Screaming, I lunged deeper into the jungle, arms swinging like sickles, breaking stems under my feet. I grabbed with my left hand, ripped and pulled at the foliage, clumps of torn greenery coming free. I struck a thin tree with my right arm, took hold of the skinny bastard and tried to uproot the fucker, but a thousand vines refused to let it go. I punched at the vines, chopped at them with the blunt blade of my right arm, and yanked at the tree again. I kicked and pushed and yanked and shoved. The bastard was coming down!
I pulled with all my might, sweat dribbling in my eyes, lungs sucking air. The damn tree wouldn’t budge. The jungle never budged.
I let it go and raised a leg to give the stubborn bastard a last karate kick. Ended up on my ass.
I stayed there, waiting for my lungs to quit heaving. Waiting for the sweat to quit dripping. Waiting for my heart to quit ripping into a million little pieces.
twenty-one
A
PRIL 26, 2789
A
NOTHER
day of darkness would begin soon. I’d tossed and turned the night away with sparse dozing, turbulent thoughts, and disturbed images.
Niki and Paul.
I told myself that it was a long time ago. Paul had spied on her just like I had. He’d watched her sleep and talk on the phone, watched her put on her makeup and eat her breakfast. It was natural for him to develop feelings, wasn’t it? He’d split up with Pei, and Niki and I were fighting like we always did right after we were married. They were both lonely.
I told myself again that was a long time ago. I shouldn’t care. I told myself they were dead. I should let them rest.

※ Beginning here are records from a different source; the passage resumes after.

PR #1489, opened 2023-07-10
fix(copy-paste-issue): PDFJS copy paste fix

JChan106:
We noticed when upgrading to PDFJS v3.6.172, copy/paste did not work for text on pdfs. This is because in this new PDFJS version, the enum we were using to pass into the `textLayerMode`, had changed from `ENABLE_ENHANCE` to `ENABLE_PERMISSION`. In previous PDFJS versions, `ENABLE_ENHANCE` would be an option to enable textLayerMode and enhance the text selection (improve text selection across multiple lines). However they have deprecated this option as of `v3.0.279` as noted here: 
- https://github.com/mozilla/pdf.js/pull/15259
- https://github.com/mozilla/pdf.js/issues/15138
- https://github.com/mozilla/pdf.js/pull/15145

They have replaced this enum with a new option called `ENABLE_PERMISSION` which if passed in for `textLayerMode`, checks the permission flags set for the PDF document. So if the PDF document doesn't have the `COPY` flag set, and `ENABLE_PERMISSION` is passed in, the user will not be able to copy the document. This is discussed here:
- https://github.com/mozilla/pdf.js/pull/16333
- https://github.com/mozilla/pdf.js/pull/16320

Because `ENABLE_PERMISSION` uses the same enum as the deprecated `ENABLE_ENHANCE`, we were using `ENABLE_PERMISSION` mistakenly when upgrading versions. To solve this, we can just use the `ENABLE` enum instead, which doesn't check for the documents permissions. We use this enum for mobile and it is also what PDFJS uses as the default `textLayerMode` as well, so I don't believe there's much risk.

The Enhanced Text Selection seems to be the drawback to this change, i'm not sure if the pdfjs team has plans to bring it back, but this comment mentioned that "in general it's often too slow to be usable in practice". 
- https://github.com/mozilla/pdf.js/issues/15138#issuecomment-1177206433

### DIFF
--- a/src/lib/viewers/doc/DocBaseViewer.js
+++ b/src/lib/viewers/doc/DocBaseViewer.js
@@ -80,7 +80,7 @@ const PAGES_UNIT_NAME = 'pages';
 const PDFJS_TEXT_LAYER_MODE = {
     DISABLE: 0, // Should match TextLayerMode enum in pdf_viewer.js
     ENABLE: 1,
-    ENABLE_ENHANCE: 2,
+    ENABLE_PERMISSIONS: 2,
 };
 const PINCH_PAGE_CLASS = 'pinch-page';
 const PINCHING_CLASS = 'pinching';
@@ -796,7 +796,6 @@ class DocBaseViewer extends BaseViewer {
         const assetUrlCreator = createAssetUrlCreator(location);
         const hasDownload = checkPermission(file, PERMISSION_DOWNLOAD);
         const hasTextLayer = hasDownload && !this.getViewerOption('disableTextLayer');
-        const textLayerMode = this.isMobile ? PDFJS_TEXT_LAYER_MODE.ENABLE : PDFJS_TEXT_LAYER_MODE.ENABLE_ENHANCE;
 
         return new PdfViewerClass({
             annotationMode: PDFAnnotationMode.ENABLE, // Show annotations, but not forms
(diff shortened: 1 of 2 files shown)


jstoffan:
@JChan106, this seems like a pretty meaningful downgrade in functionality. We may need to retrofit our own solution to avoid this being seen as a regression. What effect does it have on the creation of text highlight annotations?

src/lib/viewers/doc/DocBaseViewer.js
```diff
@@ -80,7 +80,7 @@ const PAGES_UNIT_NAME = 'pages';
 const PDFJS_TEXT_LAYER_MODE = {
     DISABLE: 0, // Should match TextLayerMode enum in pdf_viewer.js
     ENABLE: 1,
-    ENABLE_ENHANCE: 2,
+    ENABLE_PERMISSIONS: 2,
```
bfoxx1906, line 83: Do we use this value anywhere? If not do we even need this?

JChan106:
> @JChan106, this seems like a pretty meaningful downgrade in functionality. We may need to retrofit our own solution to avoid this being seen as a regression. What effect does it have on the creation of text highlight annotations?

Good point, I've been testing the differences between enhanced text selection and normal text selection and I think we may have to retrofit. When selecting multiple elements with large spaces between them, It seems like the enhanced text selection shows the selection through the space. While as normal text selection only shows the selection of the actual elements.

Normal:
image

Enhanced:
image

The actual content selected seems to be the same, however if we want the same look and experience that users of box-content-preview, we must retrofit.

src/lib/viewers/doc/DocBaseViewer.js
JChan106: I think if we're going to retrofit, we may need to add an additional ENUM for `ENABLE_ENHANCE`, so we may want to keep `ENABLE_PERMISSIONS` there as 2 and have `ENABLE_ENHANCE` at 3 if that make sense. That way we don't have to modify the logic to replace PERMISSIONS.

JChan106:
Sent an issue to the pdfjs team regarding the enhanced text selection removal: https://github.com/mozilla/pdf.js/issues/16684. Will update this PR once we get a response.

bfoxx1906 (approved):

bfoxx1906 (approved):

bfoxx1906 (approved):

I told myself a lot of things, but none could yank the thorn of betrayal embedded in my heart.
My wife. My best friend.
I could feel the pressure building in my blood and behind my eyes.
Breathe. Just breathe.
This was a perfectly nice bed. It would be a damn shame to smash it up; a shame to rip into the mattress and tear out the stuffing; to snap the frame under stomping feet and demolish the walls with a bedpost sledgehammer. All of it a damn shame.
I
had
to stop thinking about them.
I rolled onto my side. A lopsided curtain hung over the door, lopsided because the withered fabric had lost its grip on a third of the rings. A triangle of light came through where the curtain hung folded over. I followed the glowing beam’s path past three figures on the wall—two geckos and one Jesus—followed the beam down to where it died on the floor.
A church guesthouse. That was what this place was, where Maria had set us up for the night. It was one of several attached buildings surrounding a courtyard with a fountain and a blinking sign that read,
HE DIED FOR YOUR SINS.
Deluski slept a couple doors down. I’d peeked in on him when I arrived. He’d been snoring with a twisted, strangled sheet snaking between and around his limbs. I wasn’t the only one with restless dreams.

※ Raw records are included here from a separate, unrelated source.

PR #1490, opened 2023-07-18
feat(pdf): Fix search and highlight + comment tooltip

karelee7:
Search (controls are clickable):
search

Highlight and Comment tooltip clickable:

Drawing Annotation works on text layer:

### DIFF
--- a/src/lib/viewers/controls/annotations/AnnotationsControls.scss
+++ b/src/lib/viewers/controls/annotations/AnnotationsControls.scss
@@ -9,3 +9,9 @@
 .bp-AnnotationsControls-exitBtn {
     display: none;
 }
+
+.ba-Layer--popup,
+.ba-Layer--highlight,
+.ba-Layer--drawing {
+    z-index: 3;
+}
--- a/src/lib/viewers/doc/DocFindBar.scss
+++ b/src/lib/viewers/doc/DocFindBar.scss
@@ -4,6 +4,7 @@
     position: absolute;
     top: 0;
     right: 17px; // Prevents overlap with scroll-bar
+    z-index: 3;
     display: flex;
     align-items: center;
     padding: 6px;


src/lib/viewers/controls/annotations/AnnotationsControls.scss
```diff
@@ -9,3 +9,8 @@
 .bp-AnnotationsControls-exitBtn {
     display: none;
 }
+
+.ba-Layer--popup,
+.ba-Layer--highlight {
+    z-index: 3;
```
JChan106, line 15: Why do we need to set it to 3? And is there any other elements that need to be changed now that this z-index has changed?

JChan106 (commented):
Can we get some gifs of the fix?

src/lib/viewers/controls/annotations/AnnotationsControls.scss
karelee7: We need it to be above the text layer, which is now at z-index 2 in this new version of PDFjs (see https://cdnjs.cloudflare.com/ajax/libs/pdf.js/3.6.172/pdf_viewer.css - the z-index in .textLayer)

karelee7: I don't think so; this will move the search controls, the tooltip, and the modal that pops up when clicking on the tooltip

bfoxx1906: I had to do something similar when I first merged the changes for this pdf.js version.

karelee7: I think the drawing layer is a separate layer so that may also need to move up, but should we also capture that in this ticket? Or should we have a separate ticket for that?

jcamden (approved):
Looks like you got the drawing layer in there too, per discussion. Nice!

JChan106 (approved):
lgtm!

PR #1491, opened 2023-07-25
feat(node-18-upgrade): Node 18 Upgrade

JChan106:
This is to upgrade to Node 18. Tested locally and did not find any issues. We use the same workaround BUIE uses for the OpenSSL issue.


package.json
```diff
@@ -101,15 +101,15 @@
...
     "engines": {
-        "node": ">=10.x",
+        "node": ">=18.x",
         "yarn": ">=1.19.x"
     },
     "scripts": {
         "build": "yarn setup && yarn clean && yarn build:i18n && yarn build:dev",
         "build:ci": "yarn setup && yarn webpack --progress --colors --config build/webpack.config.js",
-        "build:dev": "BABEL_ENV=dev NODE_ENV=dev yarn webpack --progress --colors --config build/webpack.config.js",
+        "build:dev": "BABEL_ENV=dev NODE_ENV=dev NODE_OPTIONS=--openssl-legacy-provider yarn webpack --progress --colors --config build/webpack.config.js",
```
jstoffan, line 110: Did we verify that this is needed? If so, can we upgrade Webpack to avoid it?

JChan106: It is needed if we don't upgrade Webpack. I was thinking it would be better to upgrade Webpack separately as there could be more issues that can occur with upgrading to Webpack 5?

jstoffan: Gotcha. We should make sure to do the upgrade at some point, since the option will be deprecated eventually.

yarn.lock
```diff
@@ -3079,10 +3079,10 @@ box-annotations@^2.3.0:
   resolved "https://registry.yarnpkg.com/box-annotations/-/box-annotations-2.3.0.tgz#5cac38171f7f8d9283659e2b243310f19d5ab7d3"
   integrity sha512-Ea7tPgyJjX7vcnmZIfCorbzHd6oYx/OHVMPnZVQL/dUHR5vRKhLM0610xqwmVlUpk627sqHw5x/APaa+kt4SXg==
 
-box-ui-elements@15.1.0-beta.21:
-  version "15.1.0-beta.21"
-  resolved "https://registry.yarnpkg.com/box-ui-elements/-/box-ui-elements-15.1.0-beta.21.tgz#4fa34bf6bf3b10d79f95b0e56349c057926573e3"
-  integrity sha512-ey7lwuv+ds9rq3nVfVcneedWaptw3nYdlF32antUxw0IkkuAYft3LX4XxRHDqNQSv5LzUBqxd5wd1caxVpiuWQ==
+box-ui-elements@18.1.0:
```
jstoffan, line 3082: Pretty big jump. Did anything meaningful change that Preview SDK is using?

jstoffan (approved):

yarn.lock
JChan106: Good point i'll check all the imports see if theres anything funky from those.

package.json
JChan106: Will create ticket for that

.travis.yml
```diff
@@ -13,6 +14,7 @@ cache:
 before_install:
     - curl -o- -L https://yarnpkg.com/install.sh | bash -s -- --version 1.22.5
     - export PATH=$HOME/.yarn/bin:$PATH
+    - export NODE_OPTIONS=--openssl-legacy-provider
```
jstoffan, line 17: Can we drop this option from the scripts in package.json after this change? Or do the environment options get blown away during build execution?

jstoffan (approved):
Nice job!

.travis.yml
JChan106: Docs say enviornment variables can be accessed at any stage in the build process. But we still need the option there in the package.json for self hosting right?

jstoffan: Great point!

I’d also spotted the phone on the dresser by his bed. A cheap, anonymous phone. No doubt, Deluski had used it to erase his movie. First chance he got, he’d connected up and deleted that era of his life.
I stretched out my legs. I could barely see the dimly lit Jesus staring at me from his perch on the crucifix nailed to the wall. He died for my sins. So did Kripsen and Lumbela.